CHADWICK: How much is politics a factor in selecting these bases, and how much of it is the--is it the Pentagon saying, `Well, we'd like to have them here'?
Mr. SAPPENFIELD: I think the list that you see today reflects about 0 percent politics. This is the Pentagon's will. This is what they want. This is what they feel they need to help in their process, their ongoing process of reshaping the military from a kind of large cumbersome Cold War force into something that's more rapid response and can deploy quickly.
The politics, if it does come in, is going to come in at this point when it's the BRAC Commission, the Base Realignment and Closure Commission is going to consider what the Pentagon has proposed. And then, after a couple months, it's going to propose its own list. And I think the different areas, the different regions and the different congressmen and women from those areas have a chance to lobby that group. They will go to all the bases that are scheduled for closing and see what they think.

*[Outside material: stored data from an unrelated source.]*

PR #392, opened 2017-11-24
Install chromedriver in slaves

dLobatog:
Precedes https://github.com/theforeman/foreman/pull/4987, tests are failing with 

```
Selenium::WebDriver::Error::WebDriverError:  Unable to find chromedriver. Please download the server from http://chromedriver.storage.googleapis.com/index.html and place it somewhere on your PATH. More info at https://github.com/SeleniumHQ/selenium/wiki/ChromeDriver....
```

### DIFF
--- a/puppet/modules/slave/manifests/init.pp
+++ b/puppet/modules/slave/manifests/init.pp
@@ -251,6 +251,10 @@ class slave (
     package { 'google-chrome-stable':
       ensure => latest,
     }
+
+    class { 'chromedriver':
+      ensure => latest,
+    }
   }
 
   # needed by katello gem dependency qpid-messaging
--- a/.gitmodules
+++ b/.gitmodules
@@ -119,3 +119,6 @@
 [submodule "puppet/modules/datacat"]
 	path = puppet/modules/datacat
 	url = https://github.com/richardc/puppet-datacat.git
+[submodule "puppet/modules/chromedriver"]
+	path = puppet/modules/chromedriver
+	url = https://github.com/rfletcher/puppet-chromedriver


puppet/modules/slave/manifests/init.pp
```diff
@@ -251,6 +251,12 @@
     package { 'google-chrome-stable':
       ensure => latest,
     }
+
+    include ::chromedriver
```
ekohl: chromedriver is also in EPEL. Currently at version 61.0.3163.100. Would that be new enough?

puppet/modules/slave/manifests/init.pp
```diff
@@ -251,6 +251,12 @@
...
+
+    class { 'chromedriver':
```
ekohl: Also, you can't both include it and define it as a class. That's redundant.

dLobatog: Sorry, leftover from testing

puppet/modules/slave/manifests/init.pp
```diff
@@ -251,6 +251,10 @@
     package { 'google-chrome-stable':
       ensure => latest,
     }
+
+    class { 'chromedriver':
+      ensure => latest,
```
ekohl: Looking at the source code this will install version 2.24 but the notes on https://chromedriver.storage.googleapis.com/2.33/notes.txt say we need 2.33 to work with the current chrome version.

dLobatog:
@ekohl I've opened https://github.com/theforeman/foreman-infra/pull/396, so you can compare both solutions and decide which you prefer

ohadlevy:
@dLobatog whats the status of the pr? thanks

dLobatog:
Abandoned - https://github.com/theforeman/foreman-infra/pull/396 got merged

PR #393, opened 2017-11-24
Fix gathering version info from Katello source

iNecas:


ekohl:
I just had the same file open in my editor and was going to make the same change. Thanks!

PR #397, opened 2017-12-04
Drop db:drop from Katello develop PR test

ehelms:
Rails 5 does not handle dropping a non-existent database gracefully


mmoll:
let's go for it, thanks @ehelms!

PR #399, opened 2017-12-06
set user in jenkins .gitconfig

mmoll:


mmoll:
I saw this when watching puppet diffs... just to not loose it...

ekohl:
Thanks!

PR #402, opened 2017-12-07
Update jenkins jobs for 1.17

xprazak2:
Do not merge as this is work in progress.

### DIFF
--- a/puppet/modules/jenkins_job_builder/files/theforeman.org/yaml/jobs/test_1_17_stable.yml
+++ b/puppet/modules/jenkins_job_builder/files/theforeman.org/yaml/jobs/test_1_17_stable.yml
@@ -1,0 +1,45 @@
+- job:
+    name: test_1_17_stable
+    project-type: matrix
+    logrotate:
+      daysToKeep: -1
+      numToKeep: 32
+    quiet-period: 2700
+    properties:
+      - github_foreman
+    scm:
+      - foreman:
+          branch: '1.17-stable'
+    triggers:
+      - scm_fifteen_minutes
+      - github
+      - schedule_failed_builds
+    axes:
+      - axis:
+          type: user-defined
+          name: ruby
+          values:
+            - 2.3
+            - 2.4
+      - axis:
+          type: user-defined
+          name: database
+          values:
+            - postgresql
+            - mysql
+            - sqlite3
+      - axis:
+          type: label-expression
+          name: slave
+          values:
+            - fast
+    builders:
+      - test_develop
+    publishers:
+      - gemset_cleanup
+      - ircbot_freenode
+      - archive:
+          artifacts: 'pkg/*,Gemfile.lock'
+          only-if-success: false
+      - junit:
+          results: 'jenkins/reports/unit/*.xml'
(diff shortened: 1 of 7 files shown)


xprazak2:
This is no longer wip and can be merged as we now have 1.17 branches

mmoll:
I think there's a test_proxy_1_17_stable job missing.

release_plugins_push is probably in `puppet/modules/jenkins_job_builder/files/theforeman.org/pipelines/release/foremanPluginsRelease.groovy` now, but probably @ehelms knows better.

xprazak2:
I updated `foremanPluginsRelease.groovy` and added `test_proxy_1_17_stable` job

puppet/modules/jenkins_job_builder/files/theforeman.org/yaml/jobs/test_1_17_stable.yml
```diff
@@ -0,0 +1,46 @@
...
+    triggers:
+      - scm_fifteen_minutes
+      - github
+      - schedule_failed_builds
+    axes:
+      - axis:
+          type: user-defined
+          name: ruby
+          values:
+            - 2.2
```
ekohl: I think we can assume Ruby 2.3+ since Debian Stretch and Ubuntu Xenial are both 2.3 and our RH uses the 2.4 SCL.

puppet/modules/jenkins_job_builder/files/theforeman.org/yaml/jobs/test_proxy_1_17_stable.yaml
```diff
@@ -0,0 +1,46 @@
...
+          - 2.0
+          - 2.1
+          - 2.2
+          - 2.3
+          - 2.4
+      - axis:
+          type: user-defined
+          name: puppet
+          values:
+          - 3.4.0
```
ekohl: We can drop Puppet 3.4.0, 4.2.0 and 4.4.0. Add to that 4.10.9 and 5.3.3 so we test all the major versions but only their latest ones.

xprazak2:
I made changes as suggested.

puppet/modules/jenkins_job_builder/files/theforeman.org/yaml/jobs/test_proxy_1_17_stable.yaml
```diff
@@ -0,0 +1,45 @@
...
+          - 2.4
+      - axis:
+          type: user-defined
+          name: puppet
+          values:
+          - 3.8.0
+          - 4.10.9
+          - 5.3.3
+    execution-strategy:
+      combination-filter: '!( (ruby ==~ /2\.[^0]*/ && puppet ==~ /3\.[0-4].*/) || (ruby ==~ /2\.[2-9].*/ && puppet ==~ /3.*/) || (ruby ==~ /2\.[3-9].*/ && puppet ==~ /4\.[0-3].*/) )'
```
ekohl: This needs an update now. I'm not sure what we exactly want, but I think:
* 3.8.0 + 2.0-2.1
* 4.10.9 + 2.1-2.4
5.3.3 + 2.4

xprazak2:
I updated the combination filter for Puppet and Ruby versions.

mmoll:
I think the combination filters are not correct, as 1.17 will only have xenial and stretch.

xprazak2:
I updated the combination filters for debs so that 1.17 has only xenial and stretch

mmoll:
merged, diky @xprazak2!

PR #407, opened 2017-12-15
Rewrite systests to forklift

ekohl:
Here just so it's not just on my laptop. Feel free to give some early feedback, but this is not tested at all.

* [x] Convert umask to ansible role + args
* [x] Choose different databases via ansible
* [x] Convert run_hammer_tests to ansible role
* [ ] Run tests in various ways
* [x] Convert Jenkins jobs calling this test (align jenkins parameters to ansible settings)

### DIFF
--- a/puppet/modules/jenkins_job_builder/files/theforeman.org/yaml/jobs/release_test.yaml
+++ b/puppet/modules/jenkins_job_builder/files/theforeman.org/yaml/jobs/release_test.yaml
@@ -16,20 +16,19 @@
           block: true
       - trigger-builds:
         - project: systest_foreman
-          predefined-parameters: "os=${os}\nrepo=${major_version}\nstaging=true\nexpected_version=${version}"
+          predefined-parameters: "os=${os}\nrepo=${major_version}\nrepo_flavor=staging\nexpected_version=${version}"
           block: true
     axes:
       - axis:
           type: user-defined
           name: os
           values:
-          - el7
-          - jessie
-          - stretch
-          - trusty
-          - xenial
+          - centos7
+          - debian8
+          - debian9
+          - ubuntu1604
     execution-strategy:
-      combination-filter: 'os == "el7" || (os == "jessie" && (major_version == "1.15" || major_version == "1.16")) || (os == "stretch" && major_version != "1.15") || (os == "trusty" && major_version == "1.15") || os == "xenial"'
+      combination-filter: 'os != "debian8" || major_version == "1.16"'
     publishers:
       - trigger-parameterized-builds:
           - project: 'release_push_deb, release_push_rpm'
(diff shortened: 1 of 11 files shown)


ehelms:
What actually uses systest still? Is it the release jobs? The nightly is already using Forklift right?

ekohl:
RPM nightly is, not Debian/Ubuntu. This is also the only umask test we currently have. Another thing we need to cover is the [fb-hammer-tests.bats](https://github.com/theforeman/foreman-bats/blob/master/fb-hammer-tests.bats).

I'd be happy to fully move to groovy pipelines also for Debian but refactoring the current job and making sure we have feature parity was the easiest way for me.

ehelms:
Any hold up to merging this @ekohl ?

ekohl:
Yes, it's 100% untested :) Added tasks so you can see the checklist.

ekohl:
https://github.com/theforeman/forklift/pull/590 adds the hammer tests. Haven't had much time to properly test this in the various configurations. Also doesn't help nightly is currently broken.

ekohl:
Current issue is that retrieving the logs fails with a permission denied on my libvirt setup because it logs in as vagrant, not root. Quite likely this is not an issue on rackspace. I'll move on to testing with rackspace soon.

Otherwise I think this could use another pair of eyes.

ehelms:
The code here seems sane enough

ekohl:
I think this is now complete in terms of code. Will need testing.

ehelms:
You can drop anything katello out of the surviving code. The project has moved entirely off using this job.

ekohl:
Would it make sense to expand ```foremanRelease.groovy``` to run multiple systests in parallel (vanilla, umask 077, mysql)?

Then we only have puppet_pc1 and puppet_nightly left as cronjobs. Personally I don't care much for them and I don't think we really react to them currently.

Lastly there's ```release_test``` in our release flow which this change currently breaks. Going to look at that tomorrow.

ehelms:
@ekohl Generally speaking +1 to having each configuration run as a single test with parallel branches or in sequence.

Some of those tests are ran once a week currently, running nightly would increase the load on Rackspace usage which might be a limiting factor. My use of ci.centos.org has been mostly successful with containers except I need them to address [1] so we can write in pipelines. More and more I am sensing a need to solve juggling the use of their CI system for provisioning and our CI system for the secretive actions (e.g. packaging mash and RPM push).

[1] https://bugs.centos.org/view.php?id=14496

komidore64:
:+1:

puppet/modules/jenkins_job_builder/files/theforeman.org/yaml/jobs/release_test.yaml
```diff
@@ -16,20 +16,19 @@
...
-          - stretch
-          - trusty
-          - xenial
+          - centos7
+          - debian8
+          - debian9
+          - ubuntu1604
     execution-strategy:
-      combination-filter: 'os == "el7" || (os == "jessie" && (major_version == "1.15" || major_version == "1.16")) || (os == "stretch" && major_version != "1.15") || (os == "trusty" && major_version == "1.15") || os == "xenial"'
+      combination-filter: 'os != "debian8" || major_version == "1.16"'
```
ekohl: Note this drops support for releasing 1.15 versions.

ekohl:
Dropped the katello compatibility code and fixed the release job to handle centos7 instead of el7.

PR #418, opened 2017-12-30
fix letsencrypt http challenge

mmoll:


mmoll:
@ekohl could you have a look here? At the moment the cert renews fails. The code is untested.

puppet/modules/web/manifests/init.pp
```diff
@@ -68,6 +68,7 @@
     docroot_group   => 'website',
     docroot_mode    => '0755',
     custom_fragment => template('web/web.conf.erb'),
+    default_vhost   => true,
```
ekohl: Is this used and does it have an effect? I thought it defined a mapping above to serve it via plain HTTP.

mmoll: hrm, yes and no... this was a brainfart, but the original problem is still unsolved then: LE is putting the response into /var/www/html, which is not served

ekohl:
It looks like the entire vhost web02 no longer exists (probably because I removed the default vhost) and I'm not sure that cert is actually used. Since it only reloads apache I'm leaning to no and we could remove it.

mmoll:
ah, I thought the theforeman.org cert was in the web02 config, while it isn't :)

mmoll:
all fine 👍

ekohl:
Should we remove the web02 cert then so we don't get the renewal warnings anymore?

mmoll:
I deleted the respective certbot config file and puppet didn't regenerate it, so I think it should be OK.

PR #811, opened 2018-09-05
Update `stable` manual version to `1.19`

alexjfisher:
There is no copy for 1.20 yet, so I've left `latest` and `next` as is.


mmoll:
merged, thanks @alexjfisher!

PR #812, opened 2018-09-05
use deb.debian.org as Debian mirror

mmoll:


mmoll:
@evgeni This should be the best canonical option, correct?

ekohl:
Should the ARM builders also be changed?

evgeni:
better than random ftp.de and ftp.us anyways ;)

we only have stretch and newer, right? older (until jessie) apt does not support SRV DNS records, and you end up with a few more RTTs for HTTP redirects. but the speed is still better I guess.

PR #813, opened 2018-09-06
Use Ruby 2.5 more often

mmoll:


puppet/modules/jenkins_job_builder/files/theforeman.org/pipelines/release/tarballsRelease.groovy
```diff
@@ -11,7 +11,7 @@ pipeline {
     environment {
         version = env.getProperty('version')
         major_version = env.getProperty('major_version')
-        ruby_ver = '2.4.0'
+        ruby_ver = '2.5.1'
```
ekohl: Is there a reason to prefer 2.5.1 over 2.5?

mmoll: I guess not.

mmoll:
OK, I removed the kafo related commit for now

PR #814, opened 2018-09-06
shift testing focus from Ruby 2.4 to 2.5

mmoll:


mmoll:
The Rails 5.2 SCL is Ruby 2.5 based, so this should get reflected here.

PR #815, opened 2018-09-09
Fix pbuilder cleaning

ekohl:
The subdirectories of result might not exist. This causes an error when cleaning. The mindepth ensures the directory itself isn't removed.


mmoll:
merged, bedankt @ekohl!

PR #820, opened 2018-09-12
Update obal everytime if it exists

ehelms:


ehelms:
If we feel comfortable swapping to a release strategy I can be ok with it. @evgeni thoughts?

PR #826, opened 2018-09-18
set 120 mins timeout for katello-pr-test

mmoll:


mmoll:
I hope this also works for the groovy jobs...

komidore64:
I think for pipeline jobs it is cleaner to keep as much configuration in groovy as possible.

```groovy
pipeline {
    [...]
    options {
        timestamps()
        timeout(time: 2, unit: 'HOURS')
        ansiColor('xterm')
        buildDiscarder(logRotator(numToKeepStr: '15'))
    }
    [...]

}
```

komidore64:
Or would it make even more sense to have a default timeout of 120 mins for all jobs? Those that need more can override.

mmoll:
Seems this would only be possible with a workaround... https://issues.jenkins-ci.org/browse/JENKINS-26778

mmoll:
edited the grovvy script now.

PR #828, opened 2018-09-25
Call setup_obal explicitly

ehelms:
The git checkouts on each call to obal() will fail if within a
parallel block. Let's make this explicit until we switch to the
Obal package.


zjhuntin:
The only other place that might also need this called explicitly is `tfmROR51.groovy`

ehelms:
Updated

PR #830, opened 2018-10-04
Drop Katello client repoclosure from nightly

ehelms:


puppet/modules/jenkins_job_builder/files/theforeman.org/pipelines/release/katello/nightly.groovy
```diff
@@ -112,8 +101,6 @@ void repoclosure(repo, dist, additions = []) {
             "-l ${dist}-scl",
             "-l ${dist}-scl-sclo",
```
ekohl: I think we can also drop this since it no longer exists in `yum_el7.conf`

PR #831, opened 2018-10-04
Add foreman-client-release symlink

ehelms:


jturel:
I don't think there's a feasible way for me to test this but it looks sane!

PR #833, opened 2018-10-04
drop i386 builds

mmoll:


tbrisker:
don't we also need to remove where we set $arch to i386? or is that done in jenkins somewhere?

mmoll:
For x86 is set in Jenkins and in the two modified scripts, xxx64 is amd64 and xxx32 is i386.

So if there's going to be any politics, that's where it's going to come in.
CHADWICK: This is the first base closings announcement really in a decade. This realignment commission that you mentioned did look at how things went 10 years ago and said, `Actually, the impact on many of these communities was not nearly as bad as a lot of them had imagined.'
Mr. SAPPENFIELD: I've seen statistics from the Government Accountability Office that suggests that over the entire previous four closings, those areas that have been closed have recouped about 85 percent of the jobs they lost. Now I think probably that skews a little bit more towards areas where you have growth, where the closures were in places that they're near cities or places where they're growing and can replace those jobs more easily. But that figure is still significant. It shows that with planning and an attempt to look forward, you can actually make good out of the situation.
CHADWICK: Mark Sappenfield of The Christian Science Monitor.
Thank you, Mark.
Mr. SAPPENFIELD: You're welcome.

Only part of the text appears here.